Work order →
Write the data below out again, with each line matching the original.

# # # # #

PR #140, opened 2016-10-26
Add a utility wrapper for submitting forms.

DanielBrookRoberge:
We make many requests with form-encoded data and a corresponding Content-Type. This PR adds a utility function that can be passed a JS object and makes sure to form-encode it and set the Content-Type before making the request. 

 **JIRA**: N/A
## Changes
- Add the described utility


mikenikles:
👍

# # # # #

Result for this exercise →
PR #140, opened 2016-10-26
Add a utility wrapper for submitting forms.

DanielBrookRoberge:
We make many requests with form-encoded data and a corresponding Content-Type. This PR adds a utility function that can be passed a JS object and makes sure to form-encode it and set the Content-Type before making the request. 

 **JIRA**: N/A
## Changes
- Add the described utility


mikenikles:
👍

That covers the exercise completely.